Significantly less electricity is required to run the optimised script and this has removed the need to invest in a dedicated server that would be left running for days. Quoting Gary:
“We are really excited about the improvement in speed and the reduced carbon footprint of the re-designed code. With our existing datasets it's great to results in minutes that previously took weeks to obtain, but this actually opens up new avenues of research now that we can start looking at millions of genetic markers across whole genomes rather than focussing on just a few tens of thousands at a time.”
BioSimSpace is an interoperability framework for building robust workflows for biomolecular simulations. The project started via an EPSRC Software Flagship grant in partnership with CCPBioSim. The aim was to develop interoperability wrappers around the wealth of simulation software that is used by the biomodelling community. BioSimSpace is written in a combination of C++ and Python. We developed the software over a period of two years, creating a robust design, full documentation, full test suites and a fully open software development philosophy. BioSimSpace is now in use by several research groups, including groups in industry.

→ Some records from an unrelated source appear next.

PR #1750, opened 2018-04-17
Add hs.chooser.globalCallback and refactor hs.chooser to be able to support it

cmsj:


cmsj:
I'm going to merge this now so I can get some daily testing on it myself. @latenitefilms - you use hs.chooser more than I do, could you let me know if you spot any problems?

latenitefilms:
@cmsj - Will do! I'll merge into CommandPost shortly, so we'll see what explodes.

PR #1791, opened 2018-05-12
Better docs.

wkoszek:
About Wiki I learned from IRC. Instead of doing this, put Wiki reference here.

There should be simple reference to Hello-World example, which I'm putting. This is to validate whether everything is fine.


cmsj:
Thanks for this - I slightly reworked the wording/layout and pushed the changes :)

Issue #1680, opened 2018-02-11
Request: API to control LEDs on the keyboard


prsquee:
Hello! 

I have my capslock key remapped for hyper, left the LED unused. It would be nice to have an API to control/watcher for the LEDs on the keyboard. Could be used to indicate new notifications while the screen is off. 

Reference:
http://osxbook.com/book/bonus/chapter10/kbdleds/
http://osxbook.com/book/bonus/chapter10/kbdleds/download/keyboard_leds.c

thanks!

blahgeek:
I'd also love to see this feature implemented.

Currently `hs.hid.capslock` API can change the caps lock state (and of course the caps lock LED would change with it as well). But it would be great to have another API to control caps lock LED only without affecting caps lock state (say, `hs.hid.capslock_led`?)

The reference code can be found [here](https://developer.apple.com/library/content/samplecode/HID_LED_test_tool/Listings/main_c.html), it should be trivial to add it to hammerspoon if anyone has some time :)

PR #1802, opened 2018-05-26
Add hs.hid.led to control LEDs on the keyboard

blahgeek:
#1680 

```
-- turn on caps lock LED
hs.hid.led.set("caps", true)
-- turn off num lock LED
hs.hid.led.set("num", false)
```

The key difference between `hs.hid.led.set("caps", true)` and `hs.hid.capslock.on()` (existing API) is that, `hs.hid.led` toggles the LED state directly without changing the caps lock.

The API is a little bit inconsistent with `hs.hid.capslock` but I didn't come out a better way.

### DIFF
--- a/extensions/hid/led.m
+++ b/extensions/hid/led.m
@@ -1,0 +1,128 @@
+#import <Foundation/Foundation.h>
+#include <mach/mach_error.h>
+#include <IOKit/hid/IOHIDUsageTables.h>
+
+static NSMutableDictionary* _CreateMatchingDict(Boolean isDeviceNotElement,
+                                                uint32_t inUsagePage,
+                                                uint32_t inUsage);
+
+static NSMutableDictionary* _CreateMatchingDict(Boolean isDeviceNotElement,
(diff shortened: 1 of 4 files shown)


extensions/hid/led.m
```diff
@@ -0,0 +1,128 @@
...
+                    //IOHIDDeviceClose(refs[deviceIndex], 0);
+                }
+                break;
+            }
+        }
+        CFRelease(elements);
+    }
+    CFRelease(mgr);
+    
+Oops:
```
cmsj: `Oops` also needs to check if `mgr` is non-NULL and `CFRelease()` it, since there are a couple of places that could jump to `Oops` with `mgr` set.

blahgeek: Thanks for the review! New commit pushed.

cornfeedhobo:
@cmsj Could you take another review of this? This would be a really nice feature for those that customize the touchbar.

cmsj:
Thanks!👍

PR #1814, opened 2018-06-07
Cleanup cleanup-canvas

cmsj:


cmsj:
I'm going to merge this because it seems reasonable. If the `local currentTransform` part breaks something, @asmagill can yell at me 😁

asmagill:
I'll run some tests tonight or tomorrow, but I think you're correct -- I think I intended to build off of that transform when append was true before remembering that I could just chain off of the existing transform (since it's just a table with metamethods) as done a couple of lines later with `obj[index].transformation:translate(point.x, point.y)...`

PR #1819, opened 2018-06-07
Cleanup cleanup-doc

cmsj:


cmsj:
This one needs a closer look before merging, there are some odd looking changes.

extensions/doc/makeLuaDocs.lua
```diff
@@ -195,7 +195,8 @@ print("++ Parsing manual...")
 
 -- Get manual version first -- first pass we ignore keys that aren't numbers
 
-    local a, b, k = 1, 0, ""
+    local a = 1
+    local b, k
```
cmsj: This seems potentially concerning.

extensions/doc/makeLuaDocs.lua
```diff
@@ -230,8 +231,8 @@ print("++ Parsing manual...")
 -- ignorable, as they're likely links within the manual itself to lists already included in a manual section,
 -- but post them just in case I need to look for them later if the format changes.
 
-    local a, b, k = 1, 0, ""
-    local text, posTable = nil, nil
+    a = 1
```
cmsj: as does this

extensions/doc/makeLuaDocs.lua
latenitefilms: `b` and `k` are redefined straight away [here](https://github.com/cmsj/hammerspoon/blob/d5c32b2799b534ae355cfeb3615831f052cc1f42/extensions/doc/makeLuaDocs.lua#L203):

```lua
a, b, k = LuaManual:find("[\r\n][^\r\n]*<[aA][^\r\n]*%s+[nN][aA][mM][eE]%s*=%s*\"([%d%.]+)\"[^\r\n]*>", a)
```

Therefore, their original value is never used.

extensions/doc/makeLuaDocs.lua
latenitefilms: `b` and `k` are already defined as `local` [earlier in the code](https://github.com/cmsj/hammerspoon/blob/d5c32b2799b534ae355cfeb3615831f052cc1f42/extensions/doc/makeLuaDocs.lua#L199). Their initial values are also overwritten [here](https://github.com/cmsj/hammerspoon/blob/d5c32b2799b534ae355cfeb3615831f052cc1f42/extensions/doc/makeLuaDocs.lua#L203).

`text` and `posTable` are also already defined as `local` [earlier in the code](https://github.com/cmsj/hammerspoon/blob/d5c32b2799b534ae355cfeb3615831f052cc1f42/extensions/doc/makeLuaDocs.lua#L200).

PR #1822, opened 2018-06-07
Cleanup cleanup-expose

cmsj:


extensions/expose/init.lua
```diff
@@ -318,11 +321,11 @@ local function getHints(self,windows)
     end
   end
   local function normalize(t,n) --change in place
-    local _
     while #t>0 and tlen(t.apps)>0 do
       if n>self.ui.maxHintLetters or (tlen(t.apps)==1 and n>1 and not hasSubHints(t))  then
         -- last app remaining for this hint; give it digits
-        local app=next(t.apps)
```
cmsj: I haven't checked this in detail yet, but I'm wondering if the `next()` call is important here even if `app` isn't used?

latenitefilms: @cmsj - Good point - that makes sense. It should probably just be `next(t.apps)` without the `local app`?

cmsj: That would be my expectation, yes.

latenitefilms: Fixed in my branch.

cmsj:
Could you re-post your branch as a PR?

PR #1833, opened 2018-06-07
Cleanup cleanup-ipc

cmsj:


extensions/ipc/init.lua
```diff
@@ -460,21 +460,21 @@ module.__defaultHandler = function(self, msgID, msg)
...
+        local fn = function(ss)
+            local fn, err = load("return " .. ss)
+            if not fn then fn, err = load(ss) end
             if fn then return fn() else return err end
         end
 
         local results = table.pack(pcall(function() return fn(str) end))
 
-        local str = ""
+        str = ""
```
cmsj: Why did this go from a local to a global?

latenitefilms: `str` is previously defined as `local` [here](https://github.com/cmsj/hammerspoon/blob/768cedb4e8b738164a4dd3cdef44eef53f2b1dbf/extensions/ipc/init.lua#L435).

BioSimSpace is taught via workshops run by CCPBioSim, is published in the Journal of Open Source Software, and has received follow-on funding via an EPSRC Impact Accleration Award in partnership with UCB.
Cluster in the Cloud
The Bristol RSE group is often asked to support research groups who want to use cloud computing to accelerate their research. Cloud computing interfaces are very challenging to work with, meaning that often researchers can be daunted by interfaces that are completely unfamiliar to them. To help, Bristol RSEs have developed cluster-in-the-cloud. This builds on-demand, scalable, fully heterogeneous HPC clusters on AWS, Google Cloud or Oracle Cloud (and could be easily extended to support Microsoft Azure). Cluster in the Cloud has enabled many research groups at Bristol and beyond to make excellent use of cloud resources. Cluster-in-the-cloud uses custom Terraform and Ansible scripts to provision an on-demand Slurm cluster, with a small amount of custom Python used to switch compute nodes on or off based on submitted jobs. The clusters have full monitoring via Grafana, software installation via Spack, EasyBuild and/or Singularity, have a web-based administration gui, and support running Jupyter notebooks and running parallel jobs via Dask.